(Stored items)
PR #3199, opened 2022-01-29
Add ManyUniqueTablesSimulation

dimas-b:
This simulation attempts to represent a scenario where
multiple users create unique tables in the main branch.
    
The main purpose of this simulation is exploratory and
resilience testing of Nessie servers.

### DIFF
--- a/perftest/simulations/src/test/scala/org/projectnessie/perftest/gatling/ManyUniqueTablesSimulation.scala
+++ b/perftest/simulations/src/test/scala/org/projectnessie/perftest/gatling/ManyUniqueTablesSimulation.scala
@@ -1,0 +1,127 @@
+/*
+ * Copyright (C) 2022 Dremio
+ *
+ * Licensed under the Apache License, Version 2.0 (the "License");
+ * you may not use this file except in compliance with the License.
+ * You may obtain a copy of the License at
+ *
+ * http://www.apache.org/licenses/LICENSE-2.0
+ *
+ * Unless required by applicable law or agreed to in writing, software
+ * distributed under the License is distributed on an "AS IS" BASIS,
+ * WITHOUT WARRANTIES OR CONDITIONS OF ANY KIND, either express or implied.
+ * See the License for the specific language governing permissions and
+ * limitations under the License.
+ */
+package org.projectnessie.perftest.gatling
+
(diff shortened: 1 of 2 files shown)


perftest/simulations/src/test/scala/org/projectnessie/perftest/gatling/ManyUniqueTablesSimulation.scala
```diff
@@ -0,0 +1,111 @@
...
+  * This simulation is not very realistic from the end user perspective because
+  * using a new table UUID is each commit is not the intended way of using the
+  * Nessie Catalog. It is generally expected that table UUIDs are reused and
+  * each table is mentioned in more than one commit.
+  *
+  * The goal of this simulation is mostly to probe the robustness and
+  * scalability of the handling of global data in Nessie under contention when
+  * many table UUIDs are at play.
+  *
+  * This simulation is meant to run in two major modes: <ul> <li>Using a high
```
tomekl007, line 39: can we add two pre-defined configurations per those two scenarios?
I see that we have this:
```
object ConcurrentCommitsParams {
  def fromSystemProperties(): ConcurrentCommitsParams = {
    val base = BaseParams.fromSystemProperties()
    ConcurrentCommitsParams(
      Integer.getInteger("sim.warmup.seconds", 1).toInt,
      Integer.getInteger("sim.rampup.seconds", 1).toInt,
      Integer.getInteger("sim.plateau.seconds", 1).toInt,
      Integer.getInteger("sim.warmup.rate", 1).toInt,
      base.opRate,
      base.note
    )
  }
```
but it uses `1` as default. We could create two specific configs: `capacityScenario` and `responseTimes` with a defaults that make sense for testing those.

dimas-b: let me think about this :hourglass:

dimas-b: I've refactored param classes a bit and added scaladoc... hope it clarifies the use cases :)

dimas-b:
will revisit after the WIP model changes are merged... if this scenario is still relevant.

* * *

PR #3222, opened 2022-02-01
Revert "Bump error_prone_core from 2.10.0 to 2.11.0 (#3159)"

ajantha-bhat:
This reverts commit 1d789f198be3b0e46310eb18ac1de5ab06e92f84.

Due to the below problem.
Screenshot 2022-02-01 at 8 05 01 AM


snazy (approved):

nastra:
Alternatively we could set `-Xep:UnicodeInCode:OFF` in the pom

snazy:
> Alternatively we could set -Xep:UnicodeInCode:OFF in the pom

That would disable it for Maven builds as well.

--

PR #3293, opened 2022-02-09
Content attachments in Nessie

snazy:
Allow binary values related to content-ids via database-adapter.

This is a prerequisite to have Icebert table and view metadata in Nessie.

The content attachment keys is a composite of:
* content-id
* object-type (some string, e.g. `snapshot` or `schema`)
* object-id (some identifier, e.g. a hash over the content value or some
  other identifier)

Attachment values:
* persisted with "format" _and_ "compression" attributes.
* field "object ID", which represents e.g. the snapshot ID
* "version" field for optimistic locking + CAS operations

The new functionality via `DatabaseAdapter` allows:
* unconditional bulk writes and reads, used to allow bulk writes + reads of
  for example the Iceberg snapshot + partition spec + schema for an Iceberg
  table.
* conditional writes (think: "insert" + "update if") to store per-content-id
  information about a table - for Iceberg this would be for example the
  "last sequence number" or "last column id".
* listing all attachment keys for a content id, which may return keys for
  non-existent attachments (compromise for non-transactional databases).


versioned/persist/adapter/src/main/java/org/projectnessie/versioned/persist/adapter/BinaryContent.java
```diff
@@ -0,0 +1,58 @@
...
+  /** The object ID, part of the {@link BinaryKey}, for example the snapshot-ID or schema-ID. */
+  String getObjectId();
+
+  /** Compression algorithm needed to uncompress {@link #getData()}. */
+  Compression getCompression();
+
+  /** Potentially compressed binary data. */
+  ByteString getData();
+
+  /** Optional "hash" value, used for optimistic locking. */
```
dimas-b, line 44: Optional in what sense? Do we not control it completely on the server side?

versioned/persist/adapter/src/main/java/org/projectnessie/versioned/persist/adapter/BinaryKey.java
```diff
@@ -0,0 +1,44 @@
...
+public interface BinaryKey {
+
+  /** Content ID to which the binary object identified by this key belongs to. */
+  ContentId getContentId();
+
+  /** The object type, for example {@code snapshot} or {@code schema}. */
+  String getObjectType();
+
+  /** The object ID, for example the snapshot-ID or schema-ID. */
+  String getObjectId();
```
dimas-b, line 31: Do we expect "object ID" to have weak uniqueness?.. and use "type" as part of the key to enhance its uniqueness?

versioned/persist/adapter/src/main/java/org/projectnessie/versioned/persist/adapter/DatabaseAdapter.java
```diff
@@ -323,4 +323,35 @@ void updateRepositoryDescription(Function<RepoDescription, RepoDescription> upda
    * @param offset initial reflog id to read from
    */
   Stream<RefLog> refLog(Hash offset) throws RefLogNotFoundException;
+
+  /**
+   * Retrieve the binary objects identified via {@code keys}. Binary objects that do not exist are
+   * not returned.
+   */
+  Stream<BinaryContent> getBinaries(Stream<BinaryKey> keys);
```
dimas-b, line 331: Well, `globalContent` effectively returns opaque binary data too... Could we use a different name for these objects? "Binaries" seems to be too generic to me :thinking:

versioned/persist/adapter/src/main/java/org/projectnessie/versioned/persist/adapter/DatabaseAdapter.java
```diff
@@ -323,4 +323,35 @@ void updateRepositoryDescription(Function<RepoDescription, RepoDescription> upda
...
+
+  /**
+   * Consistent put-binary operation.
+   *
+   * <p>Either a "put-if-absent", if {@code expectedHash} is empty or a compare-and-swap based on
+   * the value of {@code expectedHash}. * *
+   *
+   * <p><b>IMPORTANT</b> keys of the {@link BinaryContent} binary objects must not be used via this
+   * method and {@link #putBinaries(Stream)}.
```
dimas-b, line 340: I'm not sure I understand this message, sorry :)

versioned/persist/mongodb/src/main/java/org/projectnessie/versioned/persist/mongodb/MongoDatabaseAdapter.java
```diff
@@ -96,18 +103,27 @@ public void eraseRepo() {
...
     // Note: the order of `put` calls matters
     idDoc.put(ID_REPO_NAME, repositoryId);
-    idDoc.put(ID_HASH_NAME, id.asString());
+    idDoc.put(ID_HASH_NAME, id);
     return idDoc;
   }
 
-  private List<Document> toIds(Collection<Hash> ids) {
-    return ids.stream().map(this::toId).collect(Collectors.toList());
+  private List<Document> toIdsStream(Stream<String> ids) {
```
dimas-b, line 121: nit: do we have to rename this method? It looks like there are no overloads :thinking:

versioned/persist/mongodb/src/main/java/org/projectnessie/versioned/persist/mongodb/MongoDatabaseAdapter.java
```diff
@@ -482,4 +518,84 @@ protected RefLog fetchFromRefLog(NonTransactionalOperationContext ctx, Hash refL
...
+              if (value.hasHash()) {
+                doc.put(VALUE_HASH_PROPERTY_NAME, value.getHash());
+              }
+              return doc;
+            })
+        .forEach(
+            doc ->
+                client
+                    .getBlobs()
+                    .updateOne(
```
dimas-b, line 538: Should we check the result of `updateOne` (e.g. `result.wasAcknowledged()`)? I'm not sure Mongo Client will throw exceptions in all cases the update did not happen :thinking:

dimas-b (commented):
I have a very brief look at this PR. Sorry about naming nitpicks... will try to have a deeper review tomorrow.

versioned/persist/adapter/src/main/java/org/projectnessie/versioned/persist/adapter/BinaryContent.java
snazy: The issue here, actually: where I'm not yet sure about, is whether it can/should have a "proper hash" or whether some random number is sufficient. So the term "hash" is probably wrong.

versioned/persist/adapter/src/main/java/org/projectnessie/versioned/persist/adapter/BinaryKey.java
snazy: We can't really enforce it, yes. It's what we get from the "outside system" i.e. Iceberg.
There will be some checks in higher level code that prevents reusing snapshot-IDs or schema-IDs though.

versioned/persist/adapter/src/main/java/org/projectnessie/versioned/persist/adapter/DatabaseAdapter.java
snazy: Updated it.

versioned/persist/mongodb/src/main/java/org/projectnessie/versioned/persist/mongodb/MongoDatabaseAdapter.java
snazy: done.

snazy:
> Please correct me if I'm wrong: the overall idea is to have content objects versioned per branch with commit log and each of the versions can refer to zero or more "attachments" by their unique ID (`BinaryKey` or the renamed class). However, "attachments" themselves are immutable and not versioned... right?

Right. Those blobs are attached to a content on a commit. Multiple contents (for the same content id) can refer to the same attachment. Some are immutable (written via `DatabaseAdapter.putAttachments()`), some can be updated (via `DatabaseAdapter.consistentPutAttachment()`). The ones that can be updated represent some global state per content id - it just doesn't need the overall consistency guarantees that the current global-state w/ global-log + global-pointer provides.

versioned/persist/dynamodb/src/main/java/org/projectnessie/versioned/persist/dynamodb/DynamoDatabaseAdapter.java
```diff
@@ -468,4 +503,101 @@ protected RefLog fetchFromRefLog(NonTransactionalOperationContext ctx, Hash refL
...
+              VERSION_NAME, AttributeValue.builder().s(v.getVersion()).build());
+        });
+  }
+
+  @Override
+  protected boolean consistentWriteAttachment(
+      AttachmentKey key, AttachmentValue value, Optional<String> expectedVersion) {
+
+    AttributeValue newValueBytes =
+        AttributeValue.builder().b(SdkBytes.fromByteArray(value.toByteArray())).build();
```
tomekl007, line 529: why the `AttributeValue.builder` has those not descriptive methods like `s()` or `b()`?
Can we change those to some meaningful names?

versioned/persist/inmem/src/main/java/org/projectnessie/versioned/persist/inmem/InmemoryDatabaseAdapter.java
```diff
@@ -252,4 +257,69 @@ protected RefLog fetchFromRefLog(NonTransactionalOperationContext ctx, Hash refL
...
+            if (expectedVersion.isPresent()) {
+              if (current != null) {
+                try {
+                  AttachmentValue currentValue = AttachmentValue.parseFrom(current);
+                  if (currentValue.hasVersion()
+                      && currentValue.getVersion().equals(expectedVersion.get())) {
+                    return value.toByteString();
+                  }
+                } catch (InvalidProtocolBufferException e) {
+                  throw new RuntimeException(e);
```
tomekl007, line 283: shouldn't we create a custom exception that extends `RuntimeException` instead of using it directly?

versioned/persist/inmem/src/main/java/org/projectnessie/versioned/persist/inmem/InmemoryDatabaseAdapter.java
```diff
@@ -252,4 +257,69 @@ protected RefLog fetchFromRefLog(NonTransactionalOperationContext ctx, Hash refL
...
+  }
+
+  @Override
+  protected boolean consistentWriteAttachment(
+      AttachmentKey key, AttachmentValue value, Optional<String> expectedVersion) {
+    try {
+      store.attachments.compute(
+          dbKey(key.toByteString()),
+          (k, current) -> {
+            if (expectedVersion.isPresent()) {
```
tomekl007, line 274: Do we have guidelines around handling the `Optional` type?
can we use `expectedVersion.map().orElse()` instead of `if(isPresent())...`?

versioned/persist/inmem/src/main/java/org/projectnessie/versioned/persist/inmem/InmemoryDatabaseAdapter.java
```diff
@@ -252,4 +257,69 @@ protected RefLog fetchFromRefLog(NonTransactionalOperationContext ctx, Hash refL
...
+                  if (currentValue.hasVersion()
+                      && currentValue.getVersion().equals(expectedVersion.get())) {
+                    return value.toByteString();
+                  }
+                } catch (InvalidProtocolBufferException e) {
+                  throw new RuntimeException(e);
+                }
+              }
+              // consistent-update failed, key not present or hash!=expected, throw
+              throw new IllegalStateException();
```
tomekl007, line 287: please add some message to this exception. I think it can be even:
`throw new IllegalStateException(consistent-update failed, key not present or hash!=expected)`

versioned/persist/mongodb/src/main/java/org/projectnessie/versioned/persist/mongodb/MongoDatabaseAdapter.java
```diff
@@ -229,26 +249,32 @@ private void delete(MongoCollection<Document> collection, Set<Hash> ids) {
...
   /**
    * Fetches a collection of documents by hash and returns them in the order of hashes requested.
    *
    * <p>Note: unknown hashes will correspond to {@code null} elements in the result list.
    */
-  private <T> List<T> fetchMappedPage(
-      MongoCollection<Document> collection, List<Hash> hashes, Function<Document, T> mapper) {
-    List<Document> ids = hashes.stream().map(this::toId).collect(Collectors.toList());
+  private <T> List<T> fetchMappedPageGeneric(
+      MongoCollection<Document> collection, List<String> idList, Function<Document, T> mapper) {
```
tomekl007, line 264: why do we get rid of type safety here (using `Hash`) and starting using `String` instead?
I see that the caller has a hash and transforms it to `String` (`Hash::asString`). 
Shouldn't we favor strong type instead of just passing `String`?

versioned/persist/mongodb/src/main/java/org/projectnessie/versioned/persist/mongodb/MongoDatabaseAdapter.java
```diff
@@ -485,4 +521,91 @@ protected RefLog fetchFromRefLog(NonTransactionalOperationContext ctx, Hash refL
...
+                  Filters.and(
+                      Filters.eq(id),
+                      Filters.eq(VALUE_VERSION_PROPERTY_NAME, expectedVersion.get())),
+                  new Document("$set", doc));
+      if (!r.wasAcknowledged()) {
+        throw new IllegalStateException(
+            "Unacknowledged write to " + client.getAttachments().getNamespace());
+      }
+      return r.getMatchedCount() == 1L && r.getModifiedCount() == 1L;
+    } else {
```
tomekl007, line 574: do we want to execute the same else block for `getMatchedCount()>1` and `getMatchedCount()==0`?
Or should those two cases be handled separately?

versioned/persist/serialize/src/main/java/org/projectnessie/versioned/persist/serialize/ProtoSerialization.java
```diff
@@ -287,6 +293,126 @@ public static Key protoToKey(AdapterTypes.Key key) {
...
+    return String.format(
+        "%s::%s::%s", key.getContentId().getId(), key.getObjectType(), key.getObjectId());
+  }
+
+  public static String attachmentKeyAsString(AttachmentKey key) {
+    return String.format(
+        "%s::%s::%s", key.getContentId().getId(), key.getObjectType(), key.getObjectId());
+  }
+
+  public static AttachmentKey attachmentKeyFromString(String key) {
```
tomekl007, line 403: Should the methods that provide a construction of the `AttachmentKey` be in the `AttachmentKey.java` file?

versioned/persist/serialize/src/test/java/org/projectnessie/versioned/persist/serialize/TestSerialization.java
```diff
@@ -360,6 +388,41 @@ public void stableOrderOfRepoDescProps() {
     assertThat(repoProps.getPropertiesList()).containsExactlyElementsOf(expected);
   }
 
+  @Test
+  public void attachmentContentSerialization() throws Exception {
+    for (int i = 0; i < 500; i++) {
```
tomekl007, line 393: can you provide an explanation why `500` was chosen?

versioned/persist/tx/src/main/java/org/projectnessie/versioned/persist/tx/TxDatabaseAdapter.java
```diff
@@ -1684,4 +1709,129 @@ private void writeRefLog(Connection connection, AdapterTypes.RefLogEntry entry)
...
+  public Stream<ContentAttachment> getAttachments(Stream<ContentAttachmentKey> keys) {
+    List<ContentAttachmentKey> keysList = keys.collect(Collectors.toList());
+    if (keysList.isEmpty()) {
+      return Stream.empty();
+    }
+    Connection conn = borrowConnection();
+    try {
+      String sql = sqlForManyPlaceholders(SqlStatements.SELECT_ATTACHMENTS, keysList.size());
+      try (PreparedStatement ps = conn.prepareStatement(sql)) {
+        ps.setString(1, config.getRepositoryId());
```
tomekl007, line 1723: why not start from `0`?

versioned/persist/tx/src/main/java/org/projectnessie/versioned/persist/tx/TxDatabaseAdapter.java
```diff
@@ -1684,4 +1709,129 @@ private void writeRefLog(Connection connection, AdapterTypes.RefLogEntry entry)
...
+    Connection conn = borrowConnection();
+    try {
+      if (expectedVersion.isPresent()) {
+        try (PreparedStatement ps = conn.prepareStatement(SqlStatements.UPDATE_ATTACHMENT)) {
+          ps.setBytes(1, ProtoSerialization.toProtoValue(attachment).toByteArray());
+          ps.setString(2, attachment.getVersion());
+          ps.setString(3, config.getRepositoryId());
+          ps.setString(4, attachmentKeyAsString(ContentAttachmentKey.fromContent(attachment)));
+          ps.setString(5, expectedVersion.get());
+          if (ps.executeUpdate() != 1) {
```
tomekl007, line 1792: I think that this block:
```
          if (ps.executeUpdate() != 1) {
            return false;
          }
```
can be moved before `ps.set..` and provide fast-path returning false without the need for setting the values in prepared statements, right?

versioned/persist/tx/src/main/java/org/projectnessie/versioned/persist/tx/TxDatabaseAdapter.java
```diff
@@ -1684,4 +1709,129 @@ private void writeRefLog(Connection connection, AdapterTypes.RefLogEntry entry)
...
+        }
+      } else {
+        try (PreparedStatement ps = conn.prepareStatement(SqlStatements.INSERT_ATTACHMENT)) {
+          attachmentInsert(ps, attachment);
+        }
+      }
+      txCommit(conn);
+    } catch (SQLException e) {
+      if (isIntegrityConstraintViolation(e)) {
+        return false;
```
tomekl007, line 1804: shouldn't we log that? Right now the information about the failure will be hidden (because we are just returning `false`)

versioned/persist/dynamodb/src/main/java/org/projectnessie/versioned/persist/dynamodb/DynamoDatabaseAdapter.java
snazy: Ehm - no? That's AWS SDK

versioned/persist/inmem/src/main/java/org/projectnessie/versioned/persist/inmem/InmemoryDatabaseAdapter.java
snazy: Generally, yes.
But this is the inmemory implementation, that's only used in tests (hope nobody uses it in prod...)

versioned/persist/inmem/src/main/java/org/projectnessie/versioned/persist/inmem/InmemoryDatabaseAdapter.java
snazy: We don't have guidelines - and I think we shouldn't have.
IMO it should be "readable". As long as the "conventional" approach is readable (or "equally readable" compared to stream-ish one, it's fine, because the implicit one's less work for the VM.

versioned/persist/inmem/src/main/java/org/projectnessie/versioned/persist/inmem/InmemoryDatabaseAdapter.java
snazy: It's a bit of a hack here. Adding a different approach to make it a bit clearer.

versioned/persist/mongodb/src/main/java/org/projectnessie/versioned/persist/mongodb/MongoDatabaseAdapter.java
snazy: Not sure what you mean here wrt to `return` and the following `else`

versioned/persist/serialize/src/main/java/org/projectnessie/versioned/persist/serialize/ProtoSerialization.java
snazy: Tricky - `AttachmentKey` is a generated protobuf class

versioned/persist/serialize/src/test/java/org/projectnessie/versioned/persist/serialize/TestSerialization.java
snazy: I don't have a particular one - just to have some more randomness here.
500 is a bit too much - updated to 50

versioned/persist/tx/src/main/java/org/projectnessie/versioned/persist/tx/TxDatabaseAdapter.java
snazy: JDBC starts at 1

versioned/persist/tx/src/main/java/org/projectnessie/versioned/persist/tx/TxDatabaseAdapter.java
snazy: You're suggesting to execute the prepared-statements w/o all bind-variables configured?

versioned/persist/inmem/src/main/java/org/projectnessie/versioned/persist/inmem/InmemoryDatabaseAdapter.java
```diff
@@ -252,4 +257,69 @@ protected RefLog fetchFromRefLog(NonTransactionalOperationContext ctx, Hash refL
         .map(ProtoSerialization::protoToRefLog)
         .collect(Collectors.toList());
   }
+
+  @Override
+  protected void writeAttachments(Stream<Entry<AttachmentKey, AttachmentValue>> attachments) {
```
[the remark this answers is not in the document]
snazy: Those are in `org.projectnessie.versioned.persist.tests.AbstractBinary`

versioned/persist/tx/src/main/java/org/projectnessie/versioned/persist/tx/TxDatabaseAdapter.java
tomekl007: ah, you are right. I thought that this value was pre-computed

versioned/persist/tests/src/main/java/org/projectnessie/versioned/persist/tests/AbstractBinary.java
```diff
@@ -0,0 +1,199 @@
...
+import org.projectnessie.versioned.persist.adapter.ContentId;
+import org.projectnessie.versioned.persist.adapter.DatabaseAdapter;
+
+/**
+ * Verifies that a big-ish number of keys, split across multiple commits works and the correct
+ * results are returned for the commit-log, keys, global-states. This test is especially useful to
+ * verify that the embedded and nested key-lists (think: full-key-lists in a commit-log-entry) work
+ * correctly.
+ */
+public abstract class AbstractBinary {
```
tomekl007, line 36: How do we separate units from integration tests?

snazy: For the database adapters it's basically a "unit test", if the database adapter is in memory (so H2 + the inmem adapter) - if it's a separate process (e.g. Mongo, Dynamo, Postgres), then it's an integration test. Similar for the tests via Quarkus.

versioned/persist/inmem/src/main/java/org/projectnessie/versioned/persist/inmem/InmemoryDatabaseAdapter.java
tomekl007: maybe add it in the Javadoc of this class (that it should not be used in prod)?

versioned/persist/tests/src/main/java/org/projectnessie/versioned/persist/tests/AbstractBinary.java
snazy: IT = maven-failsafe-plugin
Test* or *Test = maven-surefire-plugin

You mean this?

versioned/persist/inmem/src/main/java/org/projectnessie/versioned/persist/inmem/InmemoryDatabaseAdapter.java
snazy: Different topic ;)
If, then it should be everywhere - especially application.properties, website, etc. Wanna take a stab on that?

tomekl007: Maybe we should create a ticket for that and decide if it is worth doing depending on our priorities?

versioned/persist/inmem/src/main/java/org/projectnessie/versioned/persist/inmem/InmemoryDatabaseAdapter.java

» **What the exercise asks**
Give back, exactly as written, the stretch from the line with "Screenshot 2022-02-01 at 8 05 01 AM" through the line with "That would disable", and no other lines from the records above.

» **Task response**
Screenshot 2022-02-01 at 8 05 01 AM


snazy (approved):

nastra:
Alternatively we could set `-Xep:UnicodeInCode:OFF` in the pom

snazy:
> Alternatively we could set -Xep:UnicodeInCode:OFF in the pom

That would disable it for Maven builds as well.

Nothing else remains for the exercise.